> [Exercise details] Look through the records below and copy each line that includes the word "webhook".

- - -

PR #4070, opened 2025-06-03
[manager] Do not register the opampbridge webhook if the CRD is not present

atoulme:
**Description:**
Check for CRD presence ; if absent, do not register the webhook.


iblancasa (approved):

swiatekm (approved):
This change looks good to me, but I feel like we have some opportunity to factor out common logic for checking if a CRD exists and starting the webhook and manager conditionally.

jaronoff97 (approved):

- - -

> [Result]
[manager] Do not register the opampbridge webhook if the CRD is not present
Check for CRD presence ; if absent, do not register the webhook.
This change looks good to me, but I feel like we have some opportunity to factor out common logic for checking if a CRD exists and starting the webhook and manager conditionally.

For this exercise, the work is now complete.